I also want to apologize for language or spelling errors in the texts. The talks are coming at fast rate and I just type away. I also have not yet found the time to answer questions that were raised in the comments - but I will eventually.

L. Tacconi on "Spatially resolved kinematics of z=2-3 galaxies"

When studying distant galaxies, their spectra are shifted redward. For example, the strong optical emission line H-alpha is shifted to the infrared when observing at reedshift of 2. Emission lines can be used to measure the movement of the gas in galaxies with the help of the Doppler-effect. If you now have an instrument that measures this at each point in a galaxy, i.e. if you have a spectrum at each pixel of your "image", you can study "velocity fields" of the kind that I also have on my poster.

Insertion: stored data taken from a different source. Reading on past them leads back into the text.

PR #95, opened 2023-10-25
feat: First pass of ui.table functionality

mofojed:
- Basic ui.table on_row_double_press functionality added
- Does not include the JS side that can handle the ui.table for now

### DIFF
--- a/plugins/ui/src/deephaven/ui/_internal/utils.py
+++ b/plugins/ui/src/deephaven/ui/_internal/utils.py
@@ -1,3 +1,6 @@
+from typing import Any
+
+
 def get_component_name(component):
     """
     Get the name of the component
@@ -30,7 +33,7 @@ def get_component_qualname(component):
         return component.__class__.__module__ + "." + component.__class__.__qualname__
 
 
-def to_camel_case(snake_case_text: str):
+def to_camel_case(snake_case_text: str) -> str:
     """
     Convert a snake_case string to camelCase.
 
@@ -44,7 +47,7 @@ def to_camel_case(snake_case_text: str):
     return components[0] + "".join(x.title() for x in components[1:])
 
 
-def dict_to_camel_case(snake_case_dict: dict):
+def dict_to_camel_case(snake_case_dict: dict[str, Any]) -> dict[str, Any]:
     """
     Convert a dict with snake_case keys to a dict with camelCase keys.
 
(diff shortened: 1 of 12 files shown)


plugins/ui/src/deephaven/ui/_internal/utils.py
```diff
@@ -1,3 +1,6 @@
+from typing import Any
+
+
 def get_component_name(component):
```
jnumainville, line 4: some missing types in these functions, might as well add them now

plugins/ui/src/deephaven/ui/components/panel.py
```diff
@@ -0,0 +1,12 @@
+from ..elements import BaseElement
+
+
+def panel(*children, title=None):
```
jnumainville, line 4: missing types

plugins/ui/test/deephaven/ui/test_ui_table.py
```diff
@@ -0,0 +1,40 @@
...
+from .BaseTest import BaseTestCase
+
+
+class UITableTestCase(BaseTestCase):
+    def setUp(self) -> None:
+        from deephaven import empty_table
+
+        self.source = empty_table(100).update(["X = i", "Y = i * 2"])
+
+    def expect_render(self, ui_table, expected_props: dict[str, Any]):
```
jnumainville, line 11: missing type for `ui_table`

jnumainville (changes requested):

plugins/ui/test/deephaven/ui/test_ui_table.py
mofojed: I'm actually not really sure how to type this properly - if I import the type to early, I get an error when writing the tests (because importing deephaven before the server starts causes an error). Any idea how I should handle this?

jnumainville: I think you can do this with postponed evaluation (PEP 563). Try importing `from __future__ import annotations
` 
https://stackoverflow.com/questions/70883599/type-hints-for-types-from-modules-which-may-not-be-loaded

mofojed: I think I've cleaned this up, though my editor is still complaining about it...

SINFONI at the VLT is such an instrument, working in the IR. The speaker presents very nice kinematical data of these far-away (z=2) objects and it is impressive how fast progress is going in this field. They find the objects to rotate and having disturbed morphologies. This may be not really surprising. A paper by Tacconi and collaborators (Genzel et al. 2006) that will be published in Nature tomorrow, will show the finding of a very interesting case with very high-resolution data.

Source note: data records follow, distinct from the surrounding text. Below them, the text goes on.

PR #98, opened 2023-10-26
ci: Removing repository-url

jnumainville:
The repository-url is not necessary for publication (see https://blog.pypi.org/posts/2023-04-20-introducing-trusted-publishers/) but was necessary for testing. Removing as it is causing an error.


mofojed (approved):
Curious what the error was? Either way the url was previously incorrect so this seems good.

jnumainville:
@mofojed 
ERROR    HTTPError: 404 Not Found from https://pypi.org/legacy/                 
         Not Found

V. Charmandaris on the IR properties of Galaxies

Starbursts, that is episodal strong star formation, happens in regions wiith a lot of dust. It plays an important role in the whole process of star formation, but one of its properties is: it blocks light.

Well, optical light is obscured but by observing infrared wavelengths, one can look through the dust. The speaker reminds us of the beautiful studies in the Antennae galaxy, where the regions that are dark and invisible in an optical image are the brightes in the infrared.

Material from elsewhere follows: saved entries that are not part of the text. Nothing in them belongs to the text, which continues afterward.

Issue #282, opened 2024-02-14
Add extensive permissions to ui.table


jnumainville:
The layout hint `can_search` was added to control whether or not a search bar can be used. It's been dropped from the current `ui.table` spec in favor of a more comprehensive treatment of table permissions. 

A representative example, from Don
```
ui.table(...).permissions(
  search=false,
  filter=false,
  rollup=false,
  ...
  sidebar_menu 
  sort
  copy
  download
  re-order
  etc.
)
```

[Some discussion here](https://github.com/deephaven/deephaven-plugins/pull/198#issuecomment-1942337322)

dsmmcken:
Thanks. Thinking about it, "permissions" might be an overloaded term to avoid as people may think ACL permissions. Naming it is hard.

mofojed:
Yea permissions is a bit overloaded. `capabilities`? `features`?

dsmmcken:
related enterprise request https://deephaven.atlassian.net/browse/DH-17783

PR #461, opened 2024-05-11
feat: Add show_search and show_quick_filters to ui.table

### LINKED ISSUE #443: Show/hide search bar by default

### LINKED ISSUE #444: Show/hide quick filter by default

mattrunyon:
Fixes #443, Fixes #444. Also fixes some inconsistencies w/ the fluent interface and made sure both APIs align with the design doc.

It's unclear to me from the doc if these are props we want in the fluent interface. We said it supports that for some functionality, but did not clarify which. We might want to consider making a public `with_props` (we have a `_with_prop` right now)

```py
import deephaven.ui as ui

t = empty_table(1000).update("X=ii")

ui_table = ui.table(t, quick_filters={"X": ">50", "Y": "=20"}, show_quick_filters=True)
ui_table_2 = ui_table.quick_filter({"X": "<=50"})
ui_with_search = ui.table(t, show_search=True)
ui_with_search_and_filter = ui.table(t, show_search=True, show_quick_filters=True)
```

### DIFF
--- a/plugins/ui/src/deephaven/ui/elements/UITable.py
+++ b/plugins/ui/src/deephaven/ui/elements/UITable.py
@@ -489,7 +489,7 @@ class UITable(Element):
         Returns:
             A new UITable
         """
-        return self._with_dict_prop("filters", filter)
+        return self._with_dict_prop("quick_filters", filter)
 
     def selection_mode(self, mode: SelectionMode) -> "UITable":
         """
--- a/plugins/ui/src/js/src/elements/UITable.tsx
+++ b/plugins/ui/src/js/src/elements/UITable.tsx
@@ -25,11 +25,11 @@ function UITable({
   onColumnDoublePress,
   onRowPress,
   onRowDoublePress,
-  filters,
+  quickFilters,
   sorts,
   alwaysFetchColumns,
   table: exportedTable,
-  showSearchBar,
+  showSearch: showSearchBar,
   showQuickFilters,
 }: UITableProps): JSX.Element | null {
   const dh = useApi();
@@ -48,12 +48,16 @@ function UITable({
   }, [columns, utils, sorts]);
 
   const hydratedQuickFilters = useMemo(() => {
-    if (filters !== undefined && model !== undefined && columns !== undefined) {
-      log.debug('Hydrating filters', filters);
+    if (
+      quickFilters !== undefined &&
+      model !== undefined &&
+      columns !== undefined
+    ) {
+      log.debug('Hydrating filters', quickFilters);
 
       const dehydratedQuickFilters: DehydratedQuickFilter[] = [];
 
-      Object.entries(filters).forEach(([columnName, filter]) => {
+      Object.entries(quickFilters).forEach(([columnName, filter]) => {
         const columnIndex = model.getColumnIndexByName(columnName);
         if (columnIndex !== undefined) {
           dehydratedQuickFilters.push([columnIndex, { text: filter }]);
@@ -63,7 +67,7 @@ function UITable({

IR-luminosity is nowadays quite well calibrated as an absolute measure of the star-formation-rate (SFR) and has become more popular (than for example the H-alpha-flux) since the upcome of many IR-instruments during the last decade. In the mid- and far-infrared, the dust istself stars to glow due to (almost) black-body emission and measuring the amount and the temperature of the dust in these wavelengths also contributes to the understanding of what is going on. As usual, it is all information together that gives the most complete picture.

(U)LIRGS are (ultra-)luminous-infrared-galaxies and you can guess why they are called this way. Arp220 is the most close-by of these rare objects and it is very well studied. ULIRGS are most likely to be a short phase during a merger event of two large galaxies when a lot of stars are formed.

Day Three

It is the third day and S235 on Galaxy Evolution continues.

A. Ferguson on "The Structure of Galaxies at Faint Levels"

Why does one want to look at the hard-to-study faint outskirts of galaxies? The stars in the halo of galaxies and tidal tails from dwarf galaxies give clues about how galaxies are built up. It is quite certain that large galaxies form hierarchically from smaller ones and since new star formation in the center makes relics harder to study, it is in the outer parts of the galaxies where one can look for evidence.

The amount and structure of tidal debris depends on the cosmological structrue, so modelling this with different parameters and comparing it to observations, can yield another test of lambda-CDM cosmology.

The problem is that this stuff is really faint and we are not talking about many stars. Only at surface brightness levels below 30 to 35 mag/arcsec^2, it shows up clearly, and these levels are rarely studied. The speaker presents a survey of the surroundings of M31 which shows a large stream of stars stretching to very large radii. While tidal streams indicate rather recent accretion events, but the stars coming from galaxies that have fallen in long ago have settled smothly into the halo.

Let me also mention that a collegue from Uppsala, Erik Zackrisson, studies the outskirts of Blue Compact Galaxies and finds a red excess in the near-infrared colors that is very hard to explain. Many explanations for this have been ruled out and what seems to be remaining is a bottom-heavy IMF, i.e. an unusually high number of small stars compared to big ones.